Dev Diary #10 - Clusters and Playground v2

2024-05-24

Last week, too many things were still in the oven so we skipped a diary, but now we have some hot and ready features. We finally have clustering out the door and alongside it we have a bunch of improvements to the playground. Next week, the plan is to show off some changes to sources and start introducing better ways to test and evaluate your models.

Clusters

Back in Dev Diary #8, we mentioned that clustering was coming soon but we didn't talk about it in detail. The goal of clustering is to give you a birds-eye view of your dataset, allowing you to see how your samples are distributed across the knowledge space of the use-case and provided sources. This can help you identify gaps in your dataset, or areas where your dataset is over-represented.

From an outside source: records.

Issue #1428, opened 2021-02-08
Default Ledger account can be deleted during account creation


kcole16:
**Problem**
Creating a new account with a Ledger leads to the deletion of the default HD path address, which may have been in use. This is usually recoverable, but in a rare (hard to reproduce) case can lead to catastrophic loss of NEAR.

**Expected Behavior**
The default account should not be deleted, especially if it already exists on-chain.

**Steps to reproduce**

1. Create a new account with the default HD path via CLI (`44'/397'/0'/0'/1'`) 
2. Send NEAR to it
3. Create a new account in Wallet and choose Ledger
4. Observe that the first account is deleted

vgrichina:
Looks like underlying reason for this problem is that `create_account` doesn't fail transaction on failure:
https://explorer.near.org/transactions/7MuUQdmto8LJyY5pKMimWUcL5UK57UN2tVD3mPMfaF8N

kcole16:
Closing as @vgrichina fixed in #1435 (right?)

vgrichina:
yeah, the important part has been fixed – account only gets removed if is completely equivalent to the one that's not created yet

PR #1435, opened 2021-02-09
Handle errors in create_account call

vgrichina:


vgrichina:
Addresses big part of https://github.com/near/near-wallet/issues/1428

Patrick1904:
@vgrichina this is in case `create_account` fails during implicit account creation right? Can we use the global alert to surface the error? That way the user will see the error, and the modal should stay open, so that the user can click 'continue' and try again

vgrichina:
> @vgrichina this is in case `create_account` fails during implicit account creation right? Can we use the global alert to surface the error? That way the user will see the error, and the modal should stay open, so that the user can click 'continue' and try again

yeah global alert should be ok

generally this is something that shouldn't normally be happening but we have to handle just in case to avoid fallout from errors (like the one with Ledger setup)

kcole16 (approved):

PR #1438, opened 2021-02-09
Improve Wallet loading time, fix checking if lockup exists, reset Redux state on switch, recover, create account

marcinbodnar:


src/components/profile/Profile.js
```diff
@@ -141,6 +141,7 @@ export function Profile({ match }) {
                 await dispatch(loadRecoveryMethods())
                 dispatch(getAccessKeys(accountId))
                 dispatch(getLedgerKey())
+                await dispatch(getBalance())
```
vgrichina, line 144: @marcinbodnar [not a blocker for this PR]: seems like we can improve even further if parallelise kicking off all the queries vs using `await` to do some of them sequentially? Basically kick off loading balance when we know that we need to do it vs when recovery methods already loaded, etc

src/utils/wallet.js
```diff
@@ -183,7 +184,7 @@ class Wallet {
                         break
                     }   
                 }
-                this.selectAccount(nextAccountId)
+                store.dispatch(selectAccount(nextAccountId))
```
vgrichina, line 187: @marcinbodnar do I understand correctly that larger plan is to break down `wallet.js` into Redux actions?

src/components/profile/Profile.js
marcinbodnar: @vgrichina Right, in this particular case I wanted to load Recovery Methods before fetching for staking balance details, which might take few seconds.

src/utils/wallet.js
marcinbodnar: @vgrichina Yes, that's the larger plan - in this case, we want to clear the account redux state while changing account.

PR #1443, opened 2021-02-10
Random shuffle of Validators list introduced

zavodil:
Alphabetical order of validators on the staking page is wrong and gives motivation to pools to abuse it by naming like "00001_pool" or "aaa_pool". Lets reshuffle the list randomly so every pool will have equal chances to  stay on the top. Existing search bar will help users to find specific pool. 

Clip2net_210210172728


corwinharrell:
I don't think we need to add an additional label. The label shown above is particularly clunky. I think it's fine if we just randomize the order and hopefully add the ability to sort the list in the near future (eg by fee, alphabetically, by number of delegators, etc..)

corwinharrell (changes requested):
I don't think we need to add an additional label. The label shown here is particularly clunky. I think it's fine if we just randomize the order and hopefully add the ability to sort the list in the near future (eg by fee, alphabetically, by number of delegators, etc..)

zavodil:
> I don't think we need to add an additional label. The label shown here is particularly clunky. I think it's fine if we just randomize the order and hopefully add the ability to sort the list in the near future (eg by fee, alphabetically, by number of delegators, etc..)

I added the label only to give a hint for existing users why they see different list now. We can remove it now or in a month after the update.

Patrick1904:
> > I don't think we need to add an additional label. The label shown here is particularly clunky. I think it's fine if we just randomize the order and hopefully add the ability to sort the list in the near future (eg by fee, alphabetically, by number of delegators, etc..)
> 
> I added the label only to give a hint for existing users why they see different list now. We can remove it now or in a month after the update.

@zavodil can you please remove the label and we'll merge this. Thanks!

zavodil:
> > > I don't think we need to add an additional label. The label shown here is particularly clunky. I think it's fine if we just randomize the order and hopefully add the ability to sort the list in the near future (eg by fee, alphabetically, by number of delegators, etc..)
> > 
> > 
> > I added the label only to give a hint for existing users why they see different list now. We can remove it now or in a month after the update.
> 
> @zavodil can you please remove the label and we'll merge this. Thanks!

Done!

Patrick1904 (approved):

PR #1445, opened 2021-02-10
Fix default translation for Global Alert

marcinbodnar:


marcinbodnar:
@Patrick1904 I did check the issue you mention, about staking details not loading sometimes on the Profile page - wasn't able to reproduce it, I checked the implementation and it looks good.

Patrick1904 (approved):

Issue #1399, opened 2021-02-01
Buttons inactive on Ledger enabling page


ihaid:
**Expected Behavior**
Buttons should be clickable when canceling operation 

**Steps to reproduce**

1. Create an account
2. Go to the profile page 
3. Click  enable "Ledger Hardware Wallet"
4. On the pop-up window click "Continue" 
5. Close window without connecting Ledger
6. Click on any button on the page

PR #1447, opened 2021-02-10
Fix closing modal (#1399)

marcinbodnar:


Patrick1904:
@marcinbodnar is there a way to reject/cancel the ledger connect when closing the modal? Otherwise it tries to connect for a while and eventually throws the error.

Screen Shot 2021-02-10 at 4 30 09 PM

Patrick1904:
> @marcinbodnar is there a way to reject/cancel the ledger connect when closing the modal? Otherwise it tries to connect for a while and eventually throws the error.

Actually, canceling should probably be strictly controlled with the Ledger device.

Patrick1904 (approved):

marcinbodnar:
@Patrick1904 
> Actually, canceling should probably be strictly controlled with the Ledger device.
Yes, I don't think it's possible from the Wallet side.

PR #1448, opened 2021-02-11
Add links to transactions in explorer

vgrichina:
Tiny improvement to make it easier to find transactions in explorer


Patrick1904:
Should we make the entire row clickable vs only the time/status section? cc @corwinharrell 

Screen Shot 2021-02-11 at 10 58 45 AM

corwinharrell:
yeah it makes sense to me to make the whole row clickable

Patrick1904:
> yeah it makes sense to me to make the whole row clickable

Looks like semantic-ui is breaking everything when I wrap with `<a>`. I'll merge this for now and will re-write without semantic-ui in the fungible token design update.

PR #1450, opened 2021-02-11
Track/send and stake

icerove:
add track event on:
1. dashboard page links
2. send flow 
3. receive flow
4. stake flow
5. unstake flow


src/components/send/SendContainer.js
```diff
@@ -98,12 +106,19 @@ export function SendContainer({ match, location }) {
...
 
     const handleConfirm = () => {
+        Mixpanel.track("SEND Click submit button")
         setConfirm(true)
     }
 
     const handleSend = async () => {
-        await dispatch(sendMoney(id, parseNearAmount(amount)))
-        await dispatch(getBalance())
+        try {
```
vgrichina, line 114: Looks like this pattern is used so frequently that will benefit from being extracted into function, so that looks more like this:

```js
await withTracking('SEND money`, async () => {
    await dispatch(sendMoney(id, parseNearAmount(amount)))
    await dispatch(getBalance()) 
});
```

basically have something like:

```js
    async function withTracking(name, fn) {
         try {
             Mixpanel.track(`${name} start`)
             await fn();
             Mixpanel.track(`${name} finish`)
         } catch (e) {
             Mixpanel.track(`${name} fail`, {error: e.message})
         }
    }
```

src/components/staking/components/StakingAction.js
```diff
@@ -169,7 +183,13 @@ export default function StakingAction({
                     />
                 }
                 <div className='desc'><Translate id={`staking.${action}Success.descTwo`}/></div>
-                <FormButton linkTo='/staking' className='gray-blue'><Translate id={`staking.${action}Success.button`} /></FormButton>
+                <FormButton
```
vgrichina, line 186: looks like in many cases we are tracking button clicks
I think we should just customise respective components like `FormButton`  so that you don't have to repeat boilerplate every time.


so instead of 
```jsx
<FormButton 
                     linkTo='/staking' 
                     className='gray-blue'
                     onClick={() => Mixpanel.track("STAKE/UNSTAKE Return to dashboard")}
                 >
```

you can have:

```jsx
<FormButton linkTo='/staking' className='gray-blue' trackingId='STAKE/UNSTAKE Return to dashboard'><Translate id={`staking.${action}Success.button`} /></FormButton>
```

src/components/send/SendContainer.js
icerove: will change this

src/components/staking/components/StakingAction.js
icerove: will change this too

vgrichina (changes requested):
Looks good overall, however looks like we keep multiplying the same boilerplate in many places.

I gave some examples of what can be done for such cases:
- async operations
- common UI components

Let me know if you have any questions / other proposals on how to reduce boilerplate needed for analytics.

src/components/profile/Profile.js
```diff
@@ -150,18 +150,20 @@ export function Profile({ match }) {
...
-        if (account.balance?.total) {
+        if (account.balance) {
             let id = Mixpanel.get_distinct_id()
             Mixpanel.identify(id)
             Mixpanel.people.set_once({create_date: new Date().toString(),})
             Mixpanel.people.set({
                 relogin_date: new Date().toString(),
                 enabled_2FA: account.has2fa,
-                [accountId]: formatNEAR(account.balance.total) 
+                [accountId+'total']: formatNEAR(account.balance.total),
```
vgrichina, line 160: how is this processed on mixpanel side? Seems like some delimited between `accountId` and subfields might be needed?

icerove: yes, I add _ instead. Thanks

src/components/accounts/two_factor/EnableTwoFactor.js
```diff
@@ -82,24 +82,19 @@ export function EnableTwoFactor(props) {
...
-                    Mixpanel.track("2FA Deploy multisig start")
-                    try {
-                        await handleDeployMultisig()
-                        Mixpanel.track("2FA Deploy multisig finish")
-                    } catch(e) {
-                        Mixpanel.track("2FA Deploy multisig fail", {error: e.message})
+            await Mixpanel.withTracking("2FA Initialize two factor",
+                async () => response = await dispatch(initTwoFactor(accountId, method)),
+                () => {},
+                async () => {
```
icerove, line 88: @vgrichina Please have a look at this function since I want you to double check whether this one I also code in correct format and do not break the function.

src/components/common/Footer.js
```diff
@@ -155,7 +166,10 @@ class Footer extends Component {
                         className='learn-more'
                         verticalAlign='middle'
                     >
-                        <Translate id='footer.desc' /> <a href='https://nearprotocol.com/'><Translate id='footer.learnMore' /></a>
+                        <Translate id='footer.desc' />{' '}
+                        <a href='https://near.org' onClick={() => Mixpanel.track("Click Learn More")}>
```
Patrick1904, line 170: We might want to include `Footer` key word for these

src/components/navigation/NavLinks.js
```diff
@@ -91,12 +92,12 @@ const NavLink = styled(Link)`
...
-        <NavLink icon={summaryIcon} to='/'><Translate id='link.summary'/></NavLink>
+        <NavLink icon={summaryIcon} to='/' onClick={() => Mixpanel.track("Click summary button on nav") }><Translate id='link.summary'/></NavLink>
         {!DISABLE_SEND_MONEY &&
-            <NavLink icon={arrowIcon} className='rotate-up' to='/send-money'><Translate id='link.send'/></NavLink>
+            <NavLink icon={arrowIcon} className='rotate-up' to='/send-money' onClick={() => Mixpanel.track("SEND Click send button on nav")}><Translate id='link.send'/></NavLink>
         }
-        <NavLink icon={arrowIcon} className='rotate-down' to='/receive-money'><Translate id='link.receive'/></NavLink>
-        <NavLink icon={stakingIcon} to='/staking'><Translate id='link.staking'/></NavLink>
+        <NavLink icon={arrowIcon} className='rotate-down' to='/receive-money' onClick={() => Mixpanel.track("RECEIVE Click receive button on nav")}><Translate id='link.receive'/></NavLink>
+        <NavLink icon={stakingIcon} to='/staking' onClick={() => Mixpanel.track("STAKE Click staking button")}><Translate id='link.staking'/></NavLink>
```
Patrick1904, line 100: I think it's best to align the pattern for all these nav buttons

src/components/staking/components/BalanceBreakdown.js
```diff
@@ -123,7 +124,7 @@ function BalanceBreakdown({ total, onClickAvailable, availableType, error }) {
                         </div>
                     </div>
                     <div className='title'>
-                        <div onClick={() => setOpen(!open)}>
+                        <div onClick={() => {setOpen(!open); Mixpanel.track("Watch available to send")}}>
```
Patrick1904, line 127: This will track on open and close right now

icerove: yes, so I do not track open or close. But track checkout available token

Patrick1904: Right, maybe adjust the language otherwise it seems that it's only tracking when the user expands the dropdown. `STAKE Click toggle available to stake/unstake dropdown`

Here is what clusters can look like for a calculus tutor dataset

Clusters have also been integrated into the dataset explorer so you can easily filter and search for samples within a cluster. We are excited to see how you use this feature and what insights you gain from it.

Playground

The playground feature exists to help you quickly test & verify that your model is behaving as expected. However, for models with more complex schema structures, it can be difficult to manually type out well-formed prompts. The new schema input mode composes a friendly custom input field that matches the specific prompt schema of a model, allowing easy crafting of valid prompts.

We also shipped the ability to compare the outputs of different models side-by-side in the playground. This can be useful for comparing the performance of different models on the same prompt. For now this is limited to models who share the same schema and are in the same dataset.

Here is what the playground looks like with schema input mode

Changelog

  • Added clustering to the dataset explorer.
  • Added schema input mode to the playground.
  • Added the ability to compare the outputs of different models in the playground.
  • Added notifications for dataset and model failures.
  • Enabled notifications for teams.
  • Fixed a bunch of bugs related to dataset and model statuses.